=== EXERCISE BRIEF ===
Scan the entries below and return each line that contains "addr".

=== RECORDS FOR THIS TASK ===
◇ ◇ ◇ ◇

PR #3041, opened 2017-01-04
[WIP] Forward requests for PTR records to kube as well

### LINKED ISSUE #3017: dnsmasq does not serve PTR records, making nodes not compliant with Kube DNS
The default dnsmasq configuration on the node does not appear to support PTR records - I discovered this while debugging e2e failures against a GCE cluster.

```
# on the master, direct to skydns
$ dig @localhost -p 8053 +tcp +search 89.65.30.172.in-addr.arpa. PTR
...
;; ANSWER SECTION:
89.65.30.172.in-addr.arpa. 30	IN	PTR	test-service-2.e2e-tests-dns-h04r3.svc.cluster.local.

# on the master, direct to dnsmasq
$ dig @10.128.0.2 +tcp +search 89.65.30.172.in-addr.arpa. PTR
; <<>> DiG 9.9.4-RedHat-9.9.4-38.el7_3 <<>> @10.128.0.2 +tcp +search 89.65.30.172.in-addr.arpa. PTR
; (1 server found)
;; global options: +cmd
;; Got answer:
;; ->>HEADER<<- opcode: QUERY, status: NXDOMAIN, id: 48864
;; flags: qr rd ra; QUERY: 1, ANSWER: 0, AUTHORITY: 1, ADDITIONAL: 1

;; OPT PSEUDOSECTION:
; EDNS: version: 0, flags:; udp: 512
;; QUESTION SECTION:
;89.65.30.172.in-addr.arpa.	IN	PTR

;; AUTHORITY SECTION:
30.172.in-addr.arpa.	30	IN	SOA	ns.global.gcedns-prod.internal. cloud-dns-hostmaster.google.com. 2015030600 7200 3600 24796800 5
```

◇ ◇ ◇ ◇

=== ANSWER BOX ===
$ dig @localhost -p 8053 +tcp +search 89.65.30.172.in-addr.arpa. PTR
89.65.30.172.in-addr.arpa. 30	IN	PTR	test-service-2.e2e-tests-dns-h04r3.svc.cluster.local.
$ dig @10.128.0.2 +tcp +search 89.65.30.172.in-addr.arpa. PTR
; <<>> DiG 9.9.4-RedHat-9.9.4-38.el7_3 <<>> @10.128.0.2 +tcp +search 89.65.30.172.in-addr.arpa. PTR
;89.65.30.172.in-addr.arpa.	IN	PTR
30.172.in-addr.arpa.	30	IN	SOA	ns.global.gcedns-prod.internal. cloud-dns-hostmaster.google.com. 2015030600 7200 3600 24796800 5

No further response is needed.